The constant theme of the book is adversity and its overcoming. Madeleine writes that hers was a precarious childhood where she was subject to emotional destabilisation and a corresponding lack of self esteem. The solution that the young Madeleine found to this state was the power of prayer, with its promise of change and renewal. She saw Christ as a model to aspire to, particularly as Christ the healer and the master of living. Several other heroes who were Christian saviours of the sick are also mentioned as inspirations: Florence Nightingale, Father Damien, Dr. Albert Schweitzer. The book is therefore a good example of what it means to have an enduring role model and how this can change the course of one’s life, as one tries to live up to the demands of becoming the figure that we idolise. The role model provides organisation and structure for living amidst the chaos of being and ultimately leads Madeleine to become a Christian saviour of those suffering in her own right, one of our most valuable members of society. Christ (and her father’s terminal illness) leads Madeleine to nurse Quechua Indian patients above 10,000 feet in the Andes.

Madeleine writes:

“How do we want to be remembered? What do we leave behind us? The kindness and diligent care provided by those involved in the great work of healing will echo for good, beyond time and into eternity”.

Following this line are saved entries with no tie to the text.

PR #5464, opened 2019-01-18
lib/db: Prevent some allocations by using DeviceID instead of []bytes

imsodin:
First of a few PRs doing some kind of polish/optimization/refactor on the database.  
This is micro-polish/-optimization based on the fact that protocol.DeviceIDFromBytes` needs to allocate a `[]byte`, while getting `[]byte` from `protocol.DeviceID` is cheap (and short `[:]`).

### DIFF
--- a/lib/db/db_test.go
+++ b/lib/db/db_test.go
@@ -185,7 +185,7 @@ func TestUpdate0to3(t *testing.T) {
 		haveUpdate0to3[remoteDevice1][0].Name: haveUpdate0to3[remoteDevice1][0],
 		haveUpdate0to3[remoteDevice0][2].Name: haveUpdate0to3[remoteDevice0][2],
 	}
-	db.withNeed(folder, protocol.LocalDeviceID[:], false, func(fi FileIntf) bool {
+	db.withNeed(folder, protocol.LocalDeviceID, false, func(fi FileIntf) bool {
 		e, ok := need[fi.FileName()]
 		if !ok {
 			t.Error("Got unexpected needed file:", fi.FileName())
--- a/lib/db/db_test.go
+++ b/lib/db/db_test.go
@@ -185,7 +185,7 @@ func TestUpdate0to3(t *testing.T) {
 		haveUpdate0to3[remoteDevice1][0].Name: haveUpdate0to3[remoteDevice1][0],
 		haveUpdate0to3[remoteDevice0][2].Name: haveUpdate0to3[remoteDevice0][2],
 	}
-	db.withNeed(folder, protocol.LocalDeviceID, false, func(fi FileIntf) bool {
+	db.withNeed(folder, protocol.LocalDeviceID[:], false, func(fi FileIntf) bool {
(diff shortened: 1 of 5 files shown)


calmh:
I'm not convinced. Once you have a `[]byte` it's cheap to pass around, a `DeviceID` is a fair bit larger. The current "boundary" where `Set` talks in real types like `DeviceID` and the database layer talks about byte slices is fairly clear, and this muddies it.

Looking at this though, I wouldn't be surprised if the deep level `l.Debugln`s are quite expensive, executed thousands of times, and too voluminous to ever be turned on. The `DeviceIDFromBytes` there will run regardless of whether debugging is enabled. Maybe we should remove those.

Of course, a benchmark could prove this is a good/bad/irrelevant change. :)

imsodin:
> Once you have a `[]byte` it's cheap to pass around, a `DeviceID` is a fair bit larger.

How so? `DeviceID` is just a `[DeviceIDLength]byte`, i.e. of the same size.

calmh:
You're right, they are about the same size

imsodin:
Argh, I spent some time benchmarking just to make a really basic realizations: Arrays are passed by value, i.e. cause allocation -> you were still right: passing slices is more efficient. That's why this PR doesn't change much in the benchmarks, but commenting out all `l.Debug` lines does. `DeviceID.String` isn't particularly cheap either, so passing around `DeviceID`s is definitely not the way to go. I for one like those debug logs, they may be a flood but they also are the only real source of information for anything db related and helped me several times. I see two ways to avoid all those allocations when not debugging:

 - Hide the expensive `l.Debug` calls behind `shouldDebug`.
 - At the set - instance boundary convert `DeviceID` to `device []byte` and `devStr string` and pass around both.

Opinions?

imsodin:
I'll stop trying - I can't find any change in benchmarks, even with a simple change like this which in my opinion should just prevent one allocation per loop execution:

```diff
--- a/lib/db/instance.go
+++ b/lib/db/instance.go
@@ -325,6 +325,7 @@ func (db *instance) withNeed(folder, device []byte, truncate bool, fn Iterator)
 
        var fk []byte
        devStr := protocol.DeviceIDFromBytes(device).String()
+       var needDevice protocol.DeviceID
        for dbi.Next() {
                vl, ok := unmarshalVersionList(dbi.Value())
                if !ok {
@@ -341,7 +342,7 @@ func (db *instance) withNeed(folder, device []byte, truncate bool, fn Iterator)
 
                name := db.keyer.NameFromGlobalVersionKey(dbi.Key())
                needVersion := vl.Versions[0].Version
-               needDevice := protocol.DeviceIDFromBytes(vl.Versions[0].Device)
+               copy(needDevice[:], vl.Versions[0].Device)
 
                for i := range vl.Versions {
                        if !vl.Versions[i].Version.Equal(needVersion) {

```

Either the go compiler is super smart at optimization or I just don't get it (I'd wager on the latter).

PR #5465, opened 2019-01-18
lib/db: Deduplicate comparing old and new items

imsodin:
Add a utility function `unchanged` that determines whether two `FileIntf` are the same from a database perspective (i.e. whether or not the update needs to happen).

### DIFF
--- a/lib/db/instance.go
+++ b/lib/db/instance.go
@@ -48,7 +48,7 @@ func (db *instance) updateFiles(folder, device []byte, fs []protocol.FileInfo, m
 			err = ef.Unmarshal(bs)
 		}
 
-		if unchanged(f, ef, err == nil) {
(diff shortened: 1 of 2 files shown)


lib/db/instance.go
```diff
@@ -48,9 +48,7 @@ func (db *instance) updateFiles(folder, device []byte, fs []protocol.FileInfo, m
 			err = ef.Unmarshal(bs)
 		}
 
-		// Local flags or the invalid bit might change without the version
-		// being bumped. The IsInvalid() method handles both.
-		if err == nil && ef.Version.Equal(f.Version) && ef.IsInvalid() == f.IsInvalid() {
+		if unchanged(f, ef, err == nil) {
```
calmh: Passing the bool is weird. `err == nil && dbEquivalent(f, ef)` scans better imho

PR #5468, opened 2019-01-19
lib/db: Deduplicate getFile* code

imsodin:


imsodin:
> Also, I might even remove get stuff from db instance and always force all code to start a transaction.

I think of transitions as an internal thing of `instance`, meaning `FileSet` code shouldn't touch it (which is also the only place the db get function is used outside of tests).

AudriusButkevicius:
Defer screws up inlining optimisations, so any function that has a defer in it cannot be inlined.

calmh:
I think any lack of inlining is dwarfed by the fact that these things often become I/O operations or, if not that, anyway contain decompression, checksumming, unmarshalling and stuff.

It is because Madeleine was one who nursed the sick and poor the we respect and love her all the more, and she will always be in our thoughts and memories. She has caught that good echo of healing with this well written, engaging and stimulating book, which moreover, brings in donations for the sick and poor of this world through its sales. Even if one is not in the faith community, the book is interesting in itself as it sheds light on the trials of one that sought to do good in the world despite all the set backs that life can throw at us. I was very happy to read and review o the book, and not just because Madeleine is my very good, very supportive, very perfect friend. Rather, it is because the book is the voice of the phoenix that has been brought back to her full beauty, after joining in that restless, oceanic sleep which haunts our being and time.